Wolfram Alpha added to Bing - martincmartin
http://gadgetwise.blogs.nytimes.com/2009/11/11/bing-now-with-more-wolfram/

======
elblanco
Alpha is really struggling to find a successful use-case for its technology.
It has a ridiculously powerful math engine behind a semi-working ontology (not
saying that theirs is bad, just that all general ontologies are "semi-
working") that's driving a rather poor natural language parser (again, pretty
much all NLP's are "poor"). In effect they are trying to use the ontology as a
poor AI to "understand" the NL.

People who want to use Alpha have to deal with it through the NLP window. And
since it pretty much spends most of its time screwing up their input upon
interpretation and not giving them what they want for even fairly simple
cases, it tends not to get used except for very few areas of trivial
encyclopedic fact comparison (population of Borneo and the population of
Hawaii). In effect turning Alpha into a "comparison engine" not a "computation
engine" using facts and data anybody could find just as quickly using Google.

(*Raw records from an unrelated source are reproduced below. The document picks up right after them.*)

Issue #37, opened 2023-12-14
Add Admin Tools to application panel


ChiuchiuSorin:
As the previous Admin Tools was added to the application panel, we need to add the new version too.

ChiuchiuSorin:
Completed with PR #38.

PR #38, opened 2023-12-14
Add Admin Tools to application panel #37

ChiuchiuSorin:
Created UIExtension object inside AdminTools.WebHome.


pom.xml
```diff
@@ -25,7 +25,7 @@
   <parent>
     <groupId>com.xwiki.parent</groupId>
     <artifactId>xwikisas-parent-platform</artifactId>
-    <version>14.10</version>
+    <version>14.10-1</version>
```
oanalavinia, line 28: This does not seem related to this PR. If the wrong parent was used by mistake, you can have a separate commit on the master branch with the miscellaneous annotation used, e.g. :
```
[misc] Use the correct XWiki parent 
* use the 14.10-1 xwikisas parent in order to have XWiki 14.10 as the parent, since the 14.10 parent will actually bring XWiki version 14.10.2
```

application-admintools-ui/src/main/resources/AdminTools/Code/Translations.xml
```diff
@@ -122,8 +123,8 @@ adminTools.dashboard.section.security.title=Security
         <number>1</number>
         <prettyName>Scope</prettyName>
         <relationalStorage>0</relationalStorage>
-        <separator/>
-        <separators>|,</separators>
+        <separator> </separator>
+        <separators>|, </separators>
```
oanalavinia, line 127: These do no seem related to this PR. If some xml changes where applied during `mvn xar:format` because of the xwiki parent change, than these should be added along with the commit that updated the parent. If the changes were applied anyway, even with the old parent, than it means that:
1. the pages where exported from another XWiki version than the minimal one (14.10) 
2. what we have on master are not pages exported from the minimal supported XWiki version
3. you did some local changes and committed them by mistake

oanalavinia (changes requested):
Please check https://dev.xwiki.org/xwiki/bin/view/Community/ApplicationDevelopmentBestPractices#HPages , specifically:

> Applications must usually be registered in the Applications Panel using the [Add Application Extension Point](https://xwiki.org/xwiki/bin/view/Documentation/DevGuide/ExtensionPoint/AddApplicationUIX). A **page named ApplicationsPanelEntry** must be created for that. If only Admins should see the application then you'll need to add #if ($hasAdmin)...#end in the Parameters section of the Extension Point implementation.

application-admintools-ui/src/main/resources/AdminTools/Code/Translations.xml
ChiuchiuSorin: Yes, the used version was actually 14.10.2 (as parent version 14.10 actually brings 14.10.2), switched now to 14.10 by using parent 14.10-1. I will make a commit into master for changing the version of the parent to 14.10-1 and also with the modifications made by `mvn xar:format`. Would that be ok?

ChiuchiuSorin:
The entry inside the application panel: 
image

application-admintools-ui/src/main/resources/AdminTools/Code/ApplicationsPanelEntry.xml
```diff
@@ -0,0 +1,183 @@
...
+      <content/>
+    </property>
+    <property>
+      <extensionPointId>org.xwiki.platform.panels.Applications</extensionPointId>
+    </property>
+    <property>
+      <name>platform.panels.adminToolsApplication</name>
+    </property>
+    <property>
+      <parameters>label=#if ($hasAdmin) $services.localization.render('adminTools.home.title') #end
```
oanalavinia, line 175: I would remove some spaces in here, I have the impression they could affect the UI (even if from your screenshot it does not seem so) `#if ($hasAdmin)$services.localization.render('adminTools.home.title')#end`

Also, I'll change the trasnlation key to `adminTools.extension.title`

oanalavinia (changes requested):
Looking good, just one comment

Issue #46, opened 2024-02-28
Guest can see the home page of app with velocity errors


petrenkonikita112263:
After installing a pro app and obtaining trial license, navigate on the home page "AdminTools.WebHome", logout from XWiki and see the content of a page 

![HFBmeYckWlTHBRsjXLzuUBuw](https://github.com/xwikisas/application-admintools/assets/56109799/c34326d6-5353-42ba-8673-a6c5a7799049)

ChiuchiuSorin:
Same as in #45, I could not reproduce: https://up1.xwikisas.com/#c0NDNEpMyt1dBLGLnWn2oQ

petrenkonikita112263:
I uninstalled and installed the app as I did here https://github.com/xwikisas/application-admintools/issues/45#issuecomment-1968990477. I have latest License app and Admin Tools app, but still, guests see velocity errors

![image](https://github.com/xwikisas/application-admintools/assets/56109799/d336b129-2815-4bce-9726-3844fd145f04)

PR #53, opened 2024-02-29
Guest can see the home page of app with velocity errors #46

ChiuchiuSorin:
Added a rights check before rendering the dashboard.

### DIFF
--- a/application-admintools-ui/src/main/resources/AdminTools/WebHome.xml
+++ b/application-admintools-ui/src/main/resources/AdminTools/WebHome.xml
@@ -47,7 +47,11 @@
 {{velocity}}
 #set ($mainReference = $services.model.createDocumentReference('', ['AdminTools', 'Code'], 'ConfigurationClass'))
 #if ($services.licensing.licensor.hasLicensureForEntity($mainReference))
-  {{dashboard/}}
+  #if ($isAdvancedUser || $isSuperAdmin || $hasAdmin)
+    {{dashboard/}}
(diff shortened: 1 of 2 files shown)


ChiuchiuSorin:
How the interface looks when a user misses admin rights:
image

application-admintools-ui/src/main/resources/AdminTools/WebHome.xml
```diff
@@ -47,7 +47,11 @@
 {{velocity}}
 #set ($mainReference = $services.model.createDocumentReference('', ['AdminTools', 'Code'], 'ConfigurationClass'))
 #if ($services.licensing.licensor.hasLicensureForEntity($mainReference))
-  {{dashboard/}}
+  #if ($isAdvancedUser || $isSuperAdmin || $hasAdmin)
+    {{dashboard/}}
+  #else
+    {{error}}$escapetool.xml($services.localization.render('adminTools.dashboard.missingRights')){{/error}}
```
trrenty, line 53: theres no need to `escape.xml` because you are are not inside an {{html}} macro. You should escape for xwiki syntax. https://github.com/xwiki/xwiki-platform/blob/HEAD/xwiki-platform-core/xwiki-platform-administration/xwiki-platform-administration-ui/src/main/resources/XWiki/AdminTemplatesSheet.xml#L115-L116

trrenty (commented):
left 2 comments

For people that have the knowledge to query non-NLP systems, the power of
Alpha is locked away behind the sucky NLP interface with no recourse. In
effect, it's like putting a Ferrari engine in a combine harvester with a
broken steering wheel.

So now, the idea is to stick Bing's query engine on top of Alpha's NLP engine,
which is on top of their ontology?

That's like taking our franken harvester and putting a good car audio system
in it as well.

------
theli0nheart
I wonder who's profiting more from this deal, Wolfram Alpha or Bing?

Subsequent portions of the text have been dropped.